*Task details*
Pull out of the data below the stretch of lines bounded by the one containing "PR #5482, opened 2025-05-18" and the one containing "In this case", both bounds included, unchanged.
The data below:
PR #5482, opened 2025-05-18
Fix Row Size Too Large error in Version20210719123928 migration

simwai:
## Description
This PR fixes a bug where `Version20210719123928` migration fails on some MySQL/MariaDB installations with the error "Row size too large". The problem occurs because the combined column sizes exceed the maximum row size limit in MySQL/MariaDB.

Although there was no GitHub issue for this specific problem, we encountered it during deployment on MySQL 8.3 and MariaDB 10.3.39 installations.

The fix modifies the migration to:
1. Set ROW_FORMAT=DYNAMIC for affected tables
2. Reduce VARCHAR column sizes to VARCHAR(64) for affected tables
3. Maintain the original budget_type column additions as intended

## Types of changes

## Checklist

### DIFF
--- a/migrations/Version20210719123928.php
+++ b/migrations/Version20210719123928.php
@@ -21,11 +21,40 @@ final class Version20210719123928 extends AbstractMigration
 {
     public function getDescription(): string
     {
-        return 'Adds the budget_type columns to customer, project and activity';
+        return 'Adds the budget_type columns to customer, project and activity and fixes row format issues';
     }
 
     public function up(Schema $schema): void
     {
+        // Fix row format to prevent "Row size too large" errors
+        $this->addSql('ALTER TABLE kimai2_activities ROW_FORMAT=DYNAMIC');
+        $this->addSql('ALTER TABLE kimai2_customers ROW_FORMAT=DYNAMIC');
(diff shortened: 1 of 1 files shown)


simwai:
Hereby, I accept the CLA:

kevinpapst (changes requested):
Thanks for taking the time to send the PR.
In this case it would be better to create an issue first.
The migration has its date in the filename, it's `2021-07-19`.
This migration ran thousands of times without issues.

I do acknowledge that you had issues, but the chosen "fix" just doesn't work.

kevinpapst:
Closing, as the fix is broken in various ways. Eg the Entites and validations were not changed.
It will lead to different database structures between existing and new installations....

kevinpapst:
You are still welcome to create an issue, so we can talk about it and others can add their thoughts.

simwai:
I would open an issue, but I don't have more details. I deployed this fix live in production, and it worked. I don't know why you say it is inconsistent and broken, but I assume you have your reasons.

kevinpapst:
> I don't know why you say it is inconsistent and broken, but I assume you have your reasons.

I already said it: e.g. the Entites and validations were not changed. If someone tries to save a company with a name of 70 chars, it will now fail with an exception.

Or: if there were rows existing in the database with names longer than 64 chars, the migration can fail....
End of The data.
The data below:
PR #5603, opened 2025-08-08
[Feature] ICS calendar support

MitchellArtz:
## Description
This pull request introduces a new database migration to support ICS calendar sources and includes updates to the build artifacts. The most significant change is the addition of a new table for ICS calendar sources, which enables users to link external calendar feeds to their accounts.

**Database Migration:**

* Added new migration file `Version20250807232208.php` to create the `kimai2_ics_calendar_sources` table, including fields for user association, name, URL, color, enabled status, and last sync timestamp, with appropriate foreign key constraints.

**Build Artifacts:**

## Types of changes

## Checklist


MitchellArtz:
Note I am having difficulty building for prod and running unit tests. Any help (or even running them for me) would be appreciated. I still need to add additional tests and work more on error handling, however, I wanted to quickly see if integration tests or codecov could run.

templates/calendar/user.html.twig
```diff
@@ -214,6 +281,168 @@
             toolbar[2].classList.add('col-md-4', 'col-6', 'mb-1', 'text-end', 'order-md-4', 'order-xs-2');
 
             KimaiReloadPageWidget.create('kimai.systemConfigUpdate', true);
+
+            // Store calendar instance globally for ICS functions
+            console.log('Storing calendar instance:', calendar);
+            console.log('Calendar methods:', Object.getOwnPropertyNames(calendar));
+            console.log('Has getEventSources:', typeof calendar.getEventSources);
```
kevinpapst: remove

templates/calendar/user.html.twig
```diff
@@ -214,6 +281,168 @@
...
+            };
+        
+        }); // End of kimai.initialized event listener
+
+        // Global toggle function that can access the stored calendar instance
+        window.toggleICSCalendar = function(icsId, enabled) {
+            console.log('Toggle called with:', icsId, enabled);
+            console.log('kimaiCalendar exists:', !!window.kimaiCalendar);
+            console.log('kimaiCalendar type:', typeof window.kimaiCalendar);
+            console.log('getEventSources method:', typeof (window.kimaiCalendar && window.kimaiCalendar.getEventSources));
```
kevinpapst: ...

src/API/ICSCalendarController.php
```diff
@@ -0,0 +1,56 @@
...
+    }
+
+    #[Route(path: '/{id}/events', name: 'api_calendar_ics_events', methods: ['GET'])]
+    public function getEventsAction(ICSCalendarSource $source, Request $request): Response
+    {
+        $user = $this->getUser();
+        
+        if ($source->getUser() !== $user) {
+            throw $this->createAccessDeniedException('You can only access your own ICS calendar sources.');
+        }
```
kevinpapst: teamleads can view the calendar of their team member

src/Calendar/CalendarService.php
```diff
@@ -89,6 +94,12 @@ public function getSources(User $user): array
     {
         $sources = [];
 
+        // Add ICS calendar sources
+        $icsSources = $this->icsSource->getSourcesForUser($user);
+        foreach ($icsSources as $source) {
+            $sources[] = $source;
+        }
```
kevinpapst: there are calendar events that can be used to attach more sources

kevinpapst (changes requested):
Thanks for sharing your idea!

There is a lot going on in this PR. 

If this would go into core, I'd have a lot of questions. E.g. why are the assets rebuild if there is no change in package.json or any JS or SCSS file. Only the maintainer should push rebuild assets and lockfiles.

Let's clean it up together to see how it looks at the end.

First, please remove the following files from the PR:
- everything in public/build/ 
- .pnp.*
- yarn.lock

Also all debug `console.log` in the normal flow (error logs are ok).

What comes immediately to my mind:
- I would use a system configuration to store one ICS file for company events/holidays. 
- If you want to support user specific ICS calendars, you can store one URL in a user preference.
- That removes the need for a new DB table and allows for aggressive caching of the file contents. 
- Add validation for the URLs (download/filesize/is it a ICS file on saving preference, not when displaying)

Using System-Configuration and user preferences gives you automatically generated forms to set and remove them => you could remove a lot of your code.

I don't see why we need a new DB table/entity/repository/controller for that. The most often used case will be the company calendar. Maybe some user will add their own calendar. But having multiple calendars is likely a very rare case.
End of The data.
*Output*
PR #5482, opened 2025-05-18
Fix Row Size Too Large error in Version20210719123928 migration

simwai:
## Description
This PR fixes a bug where `Version20210719123928` migration fails on some MySQL/MariaDB installations with the error "Row size too large". The problem occurs because the combined column sizes exceed the maximum row size limit in MySQL/MariaDB.

Although there was no GitHub issue for this specific problem, we encountered it during deployment on MySQL 8.3 and MariaDB 10.3.39 installations.

The fix modifies the migration to:
1. Set ROW_FORMAT=DYNAMIC for affected tables
2. Reduce VARCHAR column sizes to VARCHAR(64) for affected tables
3. Maintain the original budget_type column additions as intended

## Types of changes

## Checklist

### DIFF
--- a/migrations/Version20210719123928.php
+++ b/migrations/Version20210719123928.php
@@ -21,11 +21,40 @@ final class Version20210719123928 extends AbstractMigration
 {
     public function getDescription(): string
     {
-        return 'Adds the budget_type columns to customer, project and activity';
+        return 'Adds the budget_type columns to customer, project and activity and fixes row format issues';
     }
 
     public function up(Schema $schema): void
     {
+        // Fix row format to prevent "Row size too large" errors
+        $this->addSql('ALTER TABLE kimai2_activities ROW_FORMAT=DYNAMIC');
+        $this->addSql('ALTER TABLE kimai2_customers ROW_FORMAT=DYNAMIC');
(diff shortened: 1 of 1 files shown)


simwai:
Hereby, I accept the CLA:

kevinpapst (changes requested):
Thanks for taking the time to send the PR.
In this case it would be better to create an issue first.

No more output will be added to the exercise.